Abstract: Graphene, the thinnest material with a stable 2D structure, is a potential alternative for silicon-based electronics. However, zero band gap of graphene causes a poor on-off ratio of current thus making it unsuitable for logic operations. This problem prompted scientists to find other suitable 2D materials. Creating vacancy defects or synthesizing hybrid 2D planar interfaces with other 2D materials, is also quite promising for modifying graphene properties. Experimental productions of these materials lead to the formation of possible defects and impurities with significant influence in device properties. Hence, a detailed understanding of the effects of impurities and defects on the properties of 2D systems is quite important.In this thesis, detailed studies have been done on the effects of impurities and defects on graphene, hybrid graphene/h-BN and graphene/graphane structures, silicene and transition metal dichalcogenides (TMDs) by ab-initio density functional theory (DFT).
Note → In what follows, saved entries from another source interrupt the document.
PR #532, opened 2024-09-09
Fix flaky E2E test for EVM state building

m-Peter:
## Description

The random values for the transfer amount, cannot be equal to `0.15` ether, as that is the balance of the test EOAs, and it will cause the transfer transaction to be reverted.

______

For contributor use:

## Summary by CodeRabbit

- **Bug Fixes**
	- Adjusted transfer amounts in the EVM interaction test to prevent exceeding account balances, ensuring test validity.
  
- **Tests**
	- Updated test case to reflect new transfer amounts, maintaining the integrity of the simulation for Ethereum transactions.

### DIFF
--- a/tests/web3js/build_evm_state_test.js
+++ b/tests/web3js/build_evm_state_test.js
@@ -41,7 +41,10 @@ it('should handle a large number of EVM interactions', async () => {
     let senderBalance = await web3.eth.getBalance(conf.eoa.address)
     assert.equal(senderBalance, 1999999999937000000n)
 
-    let transferAmounts = ['0.01', '0.03', '0.05']
+    // Each EOA has a 0.15 ether, so the below transfer amounts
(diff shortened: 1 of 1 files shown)


tests/web3js/build_evm_state_test.js
```diff
@@ -41,7 +41,10 @@ it('should handle a large number of EVM interactions', async () => {
     let senderBalance = await web3.eth.getBalance(conf.eoa.address)
     assert.equal(senderBalance, 1999999999937000000n)
 
-    let transferAmounts = ['0.01', '0.03', '0.05']
```
m-Peter, line 44: When the transfer amount `0.05` was randomly selected 3 times, it would cause the test to fail, as the EOA only has `0.15` ether.

sideninja (approved):
noticed that yes

PR #541, opened 2024-09-11
Integrate local state index

sideninja:
## Description

Integrate local state index complying to the EVM client interface. A client handler was added which is a way to execute both remote and local client and compare results. We only use the local state result if the remote client fails. We also can then change this handler to be smarter in ways it chooses which client to use (for example as long as the state index is healthy use local otherwise use remote). 
Please note there are a lot of changes that are results of renaming types.

______

For contributor use:

## Summary by CodeRabbit

- **New Features**
	- Introduced a new `ClientHandler` for enhanced EVM operations with local and remote client support.
	- Added `EVMClient` interface for structured EVM interactions.
	- Implemented `Engine` and `BlockState` for robust blockchain state management.
	- New integration test for state execution of transfers within the Flow EVM environment.

- **Bug Fixes**
	- Improved error handling and logging for EVM operations.

- **Documentation**
	- Enhanced configuration options for the emulator in testing scenarios.

- **Tests**
	- Comprehensive test suite for `Register` functionality and new integration tests for state execution.


services/requester/client_handler.go
```diff
@@ -0,0 +1,290 @@
...
+
+	return handleCall(func() ([]byte, error) {
+		return local.GetCode(ctx, address, height)
+	}, func() ([]byte, error) {
+		return c.remote.GetCode(ctx, address, height)
+	}, c.logger.With().Str("client-call", "get code").Logger())
+}
+
+func (c *ClientHandler) GetLatestEVMHeight(ctx context.Context) (uint64, error) {
+	local, err := c.localClient(models.LatestBlockNumber.Int64())
```
m-Peter, line 159: Just like we do for `SendRawTransaction`, here we also need to use the remote client:
```bash
// always use remote client
```
The local cannot know what is the latest EVM block, only the Cadence script can return that information.

services/requester/local_client.go
```diff
@@ -0,0 +1,100 @@
...
+	ctx context.Context,
+	address common.Address,
+	hash common.Hash,
+	evmHeight int64,
+) (common.Hash, error) {
+	return l.state.GetState(address, hash), nil
+}
+
+func (l *LocalClient) GetLatestEVMHeight(ctx context.Context) (uint64, error) {
+	return l.blocks.LatestEVMHeight()
```
m-Peter, line 99: I am not sure that this method makes sense for the local client. The requester would use a Cadence script to fetch the latest EVM block on the Flow network, which doesn't have to be the same as what any EVM Gateway operator has ingested.

services/requester/local_client.go
```diff
@@ -0,0 +1,100 @@
...
+	return res.ReturnedData, nil
+}
+
+func (l *LocalClient) EstimateGas(
+	ctx context.Context,
+	data []byte,
+	from common.Address,
+	evmHeight int64,
+) (uint64, error) {
+	res, err := l.state.Call(from, data)
```
m-Peter, line 66: I am not sure that we can rely on the `res.GasConsumed` for the gas estimation, because the `EVM.dryRun` that we currently use, adds some buffer to cover for various cases: https://github.com/onflow/flow-go/blob/96539065a18bc36a88475b4fafd6c7d276b6f6ed/fvm/evm/emulator/emulator.go#L283-L304. I guess we may have to use the gas estimator logic that Geth also uses, but not sure it should be part of this PR.

services/requester/local_client.go
```diff
@@ -0,0 +1,100 @@
...
+) (common.Hash, error) {
+	return common.Hash{}, fmt.Errorf("local client is read-only")
+}
+
+func (l *LocalClient) GetBalance(
+	ctx context.Context,
+	address common.Address,
+	evmHeight int64,
+) (*big.Int, error) {
+	bal := l.state.GetBalance(address)
```
m-Peter, line 40: How do we know that the `*state.BlockState` matches the given `evmHeight` :thinking: ? The same goes for all methods that accept historical blocks.

services/state/state.go
```diff
@@ -55,13 +64,19 @@ func NewState(
...
+func (s *BlockState) Execute(tx models.Transaction) error {
 	l := s.logger.With().Str("tx-hash", tx.Hash().String()).Logger()
 	l.Info().Msg("executing new transaction")
 
+	receipt, err := s.receipts.GetByTransactionID(tx.Hash())
+	if err != nil {
+		return err
+	}
+
+	ctx, err := s.blockContext(receipt)
```
m-Peter, line 76:
```suggestion
	ctx, err := s.blockContext(receipt)
	if err != nil {
		return err
	}
```

services/state/state.go
```diff
@@ -72,20 +87,91 @@ func (s *State) Execute(ctx types.BlockContext, tx models.Transaction) (*gethTyp
...
+	if err != nil {
+		return nil, err
+	}
+
+	tx := &gethTypes.Transaction{}
+	if err := tx.UnmarshalBinary(data); err != nil {
+		return nil, err
+	}
+
+	return bv.DryRunTransaction(tx, from)
```
m-Peter, line 132: Awesome :clap:

services/state/state.go
```diff
@@ -72,20 +87,91 @@ func (s *State) Execute(ctx types.BlockContext, tx models.Transaction) (*gethTyp
...
 	}
 
 	// we should never produce invalid transaction, since if the transaction was emitted from the evm core
 	// it must have either been successful or failed, invalid transactions are not emitted
 	if res.Invalid() {
-		return nil, fmt.Errorf("invalid transaction %s: %w", tx.Hash(), res.ValidationError)
+		return fmt.Errorf("invalid transaction %s: %w", tx.Hash(), res.ValidationError)
 	}
 
+	if ok, errs := models.EqualReceipts(res.Receipt(), receipt); !ok {
```
m-Peter, line 104: I believe that we may be able to get away without this `models.EqualReceipts` method, if we used the blocks'
- `TransactionsHashRoot`
- `ReceiptsRoot`
fields.
We do something similar:
```go
txHashes := evmTypes.TransactionHashes{}
for _, tx := range e.transactions {
	txHashes = append(txHashes, tx.Hash())
}
if e.block.TransactionHashRoot != txHashes.RootHash() {
	return nil, fmt.Errorf(
		"block %d references missing transaction/s",
		e.block.Height,
	)
}
```
And
```go
b.ReceiptRoot = gethTypes.DeriveSha(receipts, gethTrie.NewStackTrie(nil))
```

m-Peter: It seems to me that it is more bullet-proof, to compare them this way. But can be done in a follow-up PR.

sideninja:
mreged into feature/state

Issue #530, opened 2024-09-06
Add support for debug_traceCall to EVM GW API


franklywatson:
This endpoint is required for ERC-4337 integration 

https://geth.ethereum.org/docs/interacting-with-geth/rpc/ns-debug#debugtracecall

```[tasklist]
### Tasks
- [ ] https://github.com/onflow/flow-evm-gateway/issues/641
- [ ] https://github.com/onflow/flow-evm-gateway/issues/642
- [ ] https://github.com/onflow/flow-evm-gateway/issues/643
```

SeanRobb:
@franklywatson @sideninja 

Can we get it estimated and prioritized as it is blocking Alchemy ERC-4337 bundler. Which then is blocking 2 integration P1 partners for us?

sideninja:
@SeanRobb what is the expected tracer configuration they will want to use? the same one as we currently support for trace transaction?

SeanRobb:
@franklywatson @AnukeG do we have an answer for @sideninja question?

dancoombs:
By tracer config are you referring to the Geth [`TraceConfig`](https://geth.ethereum.org/docs/interacting-with-geth/rpc/ns-debug#traceconfig)?

If so, we currently use `tracer` with a javascript tracer, and `timeout`.

Our usage is here (Rust): https://github.com/alchemyplatform/rundler/blob/7b5097f537b25b504951584df6f3bc18fdb29d68/crates/sim/src/simulation/v0_7/tracer.rs#L155

franklywatson:
FYI this needs to include state_overrides to meet ERC-4337 integration requirements

m-Peter:
> FYI this needs to include state_overrides to meet ERC-4337 integration requirements

@franklywatson Can we have a sample JSON-RPC request with this, so we can try it out during development?

franklywatson:
Partner responded with: 

> In general, the requirement is an API the same as Geth: https://geth.ethereum.org/docs/interacting-with-geth/rpc/ns-debug#debugtracecall
> We specifically use a Javascript expression in the tracer field here. https://geth.ethereum.org/docs/interacting-with-geth/rpc/ns-debug#traceconfig

Attached is a request/response payload example from another chain, however, bear in mind it won't run on Flow given it's for another network
[debug_traceCall with overrides example.txt](https://github.com/user-attachments/files/17194782/debug_traceCall.with.overrides.example.txt)

m-Peter:
[...]

PR #567, opened 2024-09-23
Use Remote State to generate traces for Debug API

m-Peter:
Closes: https://github.com/onflow/flow-evm-gateway/issues/530 https://github.com/onflow/flow-evm-gateway/issues/583

## Description

______

For contributor use:


api/debug.go
```diff
@@ -43,11 +70,93 @@ func (d *DebugAPI) TraceTransaction(
...
+	}
+
+	blockExecutor, err := evm.NewBlockExecutor(
+		previousBlock,
+		ledger,
+		d.config.FlowNetworkID,
+		d.blocks,
+		d.receipts,
+		d.logger,
+	)
```
sideninja, line 125: we should extract all this logic into a tracer component. I don't like for API layer to have too much logic, it starts to get duplicated and it's harder to test in isolation. I suggest extracting the above into a tracer component in the services that just takes in a config of the tracer.

sideninja: at that point we should also write unit tests with just the tracer component

models/block.go
```diff
@@ -73,11 +72,13 @@ func (b *Block) Hash() (gethCommon.Hash, error) {
...
-			return block, nil
-		}
+		return nil, err
+	}
 
-		return nil, fmt.Errorf("failed to cadence decode block [%s]: %w", event.String(), err)
+	var fixedHash *string
+	if payload.PrevRandao == gethCommon.HexToHash("0x0") {
+		hash := payload.Hash.String()
+		fixedHash = &hash
```
ramtinms, line 81: not sure why we populate it using this heuristic?

m-Peter: This change is not really related to the objective of the PR, but it is required due to upgrading the `flow-go` versioned.
This heuristic allows us to decode block events prior to the addition of the `PrevRandao` field. The decoding of legacy block events was moved in flow-go (https://github.com/onflow/flow-go/blob/master/fvm/evm/events/events.go#L188-L190), so we no longer have a way to distinguish them, hence the usage of this heuristic. I'll add a comment to describe this though, as it is for sure not clear why it's needed :sweat_smile:

m-Peter:
Closing in favor of: https://github.com/onflow/flow-evm-gateway/pull/635

PR #465, opened 2015-06-01
Issue #464: Introduced more meaningful column-id generation scheme

### LINKED ISSUE #464: Try to use meaningful column IDs in XML marshalling of jobs
Right now we always generate column IDs in job XML files like col_1, col_2 etc. But it would be nice to at least attempt to make meaningful IDs. I guess we could convert the column name to lowercased alphanumerical strings. And then check that they are unique and non-blank. If so, use that name, or else use an artificial name.

This will prevent a lot of annoying diff issues when changing how jobs are built.

kaspersorensen:
Fixes #464


ClaudiaPHI:
LGTM :-)

PR #474, opened 2015-06-14
Excluded hidden columns from "select all" & drill-to-detail windows.

### LINKED ISSUE #462: Invisible columns sometimes by mistake are fed into other components
For any transformer, the user has the possibility to hide output columns by unchecking them in the transformers configuration, as per below screenshot.
2015-05-28 16_10_55-phone correction _ datacleaner.

The behavior of invisible columns is inconsistent: sometimes you don't see them, sometimes they pop up. In it's current shape, it is confusing and the user may fail to configure his job correctly.

Road show of the problem:
* Run email standardizer on an email field.
* Untick the Domain field so it is invisible
* Add String analyzer.
* In the configuration, click 'Select all'. Notice that 'Domain' is not shown in the column list
* Run the job. In the analysis result, notice that 'Domain' is present in the output.
* Go back to the config. "Domain' is still not shown in the column list, so I cannot even disable it.
* Also notice that the invisible column IS visible in the "Reorder" dialog.

kaspersorensen:
Fixes #462


LosD:
LGTM!

PR #476, opened 2015-06-15
Create table in ui

### LINKED ISSUE #7: Create table via DC's UI
Make it possible to create tables on (at least JDBC) datastores, since this is a common wish when wanting to insert data using the "Insert into table" writer. Currently you can only use existing tables or use the "Create staging table" component, but that is not always as convenient.

kaspersorensen:
This makes it possible to create new tables in the UI of DataCleaner. Currently by right-clicking a schema in the schema tree. I would also like to make it possible to create tables from the table-selection comboboxes in e.g. "Insert into table" component. But that could be defined as a separate story even.

Fixes #7 
Please review #475 first, since this branch builds upon that branch.

Here's a few screenshots:

image

image

(the banner title in the second screenshot says "Drop table" - that has been corrected to "Create table" of course!)


LosD:
Code looks good, but we probably need to work around the MetaModel issue where creating a new table in a CSV file will automatically and without warning nuke the old one.

kaspersorensen:
Updated. Please re-check :)

LosD:
A little hard to read because of GitHub's (Git's?) strange diff, but looks good!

We have also looked into the possibilities of realizing magnetic nanostructures, trapped at the vacancy defects in graphene, at the reconstructed edges of graphene nanoribbons, at the planar hybrid h-BN graphene structures, and in graphene/graphane interfaces. A thorough investigation of diffusion of Fe adatoms and clusters by ab-initio molecular dynamics simulations have been carried out along with the study of their magnetic properties. It has been shown that the formation of Fe clusters at the vacancy sites is quite robust. We have also demonstrated that the quasiperiodic 3D heterostructures of graphene and h-BN are more stable than their regular counterpart and certain configurations can open up a band gap. Using our extensive studies on defects, we have shown that defect states occur in the gap region of TMDs and they have a strong signature in optical absorption spectra. Defects in silicene and graphene cause an increase in scattering and hence an increase in local currents, which may be detrimental for electronic devices. Last but not the least, defects in graphene can also be used to facilitate gas sensing of molecules as well as and local site selective fluorination.